Джон Оден отвел ее к себе домой — в то место, где он не обитал, но которое теперь сделал своим домом, — и включил древние системы внутри здания, сооруженного внутри горы, и со стен полился свет — свет, в котором он раньше не нуждался, но который теперь был ему необходим.
Дверь замкнулась за ними, и температура поднялась до оптимальной. Заработала вентиляция, и он вдохнул в легкие свежий воздух, а потом выдохнул, наслаждаясь забытым ощущением В его груди билось сердце, красная теплая штука, напоминая ему о боли и радостях.
Впервые за века и века он приготовил обед и достал бутылку вина из глубокого запечатанного сундука. Многие бы другие выдержали то, что выдержал он? Пожалуй, никто.

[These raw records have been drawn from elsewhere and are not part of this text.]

Issue #3530, opened 2023-03-16
Wrong kubectl command generated in the UI for non-namespaced resources


opudrovs:
<img width="1520" alt="Screenshot 2023-03-15 at 13 02 22" src="https://user-images.githubusercontent.com/8824708/225774744-9bbd7c0e-f817-4ce2-a06f-63ecc19d7222.png">

There is an error when using a copied command from the UI for non-namespaced resources (fro example, ClusterRoles):

```
kubectl get clusterrole flux-edit-flux-system -n  -o yaml


olga@macbook-pro ~ % kubectl get clusterrole flux-edit-flux-system -n  -o yaml 
NAME                    CREATED AT
flux-edit-flux-system   2023-03-15T11:54:28Z
Error from server (NotFound): clusterroles.rbac.authorization.k8s.io "yaml" not found
olga@macbook-pro ~ % kubectl get clusterrole flux-edit-flux-system -n  -o yaml 
NAME                    CREATED AT
flux-edit-flux-system   2023-03-15T11:54:28Z
Error from server (NotFound): clusterroles.rbac.authorization.k8s.io "yaml" not found
```

After fixing the command (removing `-n` without a namespace):

```
olga@macbook-pro ~ % kubectl get clusterrole flux-edit-flux-system  -o yaml
apiVersion: rbac.authorization.k8s.io/v1
kind: ClusterRole
metadata:
  creationTimestamp: "2023-03-15T11:54:28Z"
  labels:
    app.kubernetes.io/instance: flux-system
    app.kubernetes.io/part-of: flux
    app.kubernetes.io/version: v0.41.1
    kustomize.toolkit.fluxcd.io/name: flux-system
    kustomize.toolkit.fluxcd.io/namespace: flux-system
    rbac.authorization.k8s.io/aggregate-to-admin: "true"
    rbac.authorization.k8s.io/aggregate-to-edit: "true"
  name: flux-edit-flux-system
  resourceVersion: "1719"
  uid: 5126ada9-dadb-4fad-b127-0409df0d6737
rules:
- apiGroups:
  - notification.toolkit.fluxcd.io
  - source.toolkit.fluxcd.io
  - helm.toolkit.fluxcd.io
  - image.toolkit.fluxcd.io
  - kustomize.toolkit.fluxcd.io
  resources:
  - '*'
  verbs:
  - create
  - delete
  - deletecollection
  - patch
  - update
olga@macbook-pro ~ % 
```

[...]

PR #3539, opened 2023-03-17
Support yaml commands for objects without a namespace

joshri:
Refs #3530 

Creates a utility function that is exportable for the yaml command. Will import in enterprise once this is merged.

### DIFF
--- a/ui/lib/__tests__/utils.test.ts
+++ b/ui/lib/__tests__/utils.test.ts
@@ -1,8 +1,10 @@
-import { Automation, HelmRelease, Kustomization } from "../objects";
 import { GetVersionResponse } from "../api/core/core.pb";
+import { Kind } from "../api/core/types.pb";
+import { Automation, HelmRelease, Kustomization } from "../objects";
 import {
   convertGitURLToGitProvider,
   convertImage,
+  createYamlCommand,
   formatLogTimestamp,
   formatMetadataKey,
   getAppVersion,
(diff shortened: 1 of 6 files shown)


ui/lib/__tests__/utils.test.ts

Она пообедала с ним — пробовала все и почти ничего не ела. Зато он сказочно наелся, они выпили вино и были счастливы.
— Такое странное место! — сказала она. — Где вы спите?
— Прежде я спал вон там, — ответил он, указывая в сторону почти забытой комнаты. И они вошли туда, и он показал ей там все, и она увлекла его к кровати и наслаждениям своего тела.
В эту ночь он много раз любил ее с исступленностью, которая сожгла алкоголь и швырнула его жизнь вперед. Это был голод, но и нечто более сильное, чем голод.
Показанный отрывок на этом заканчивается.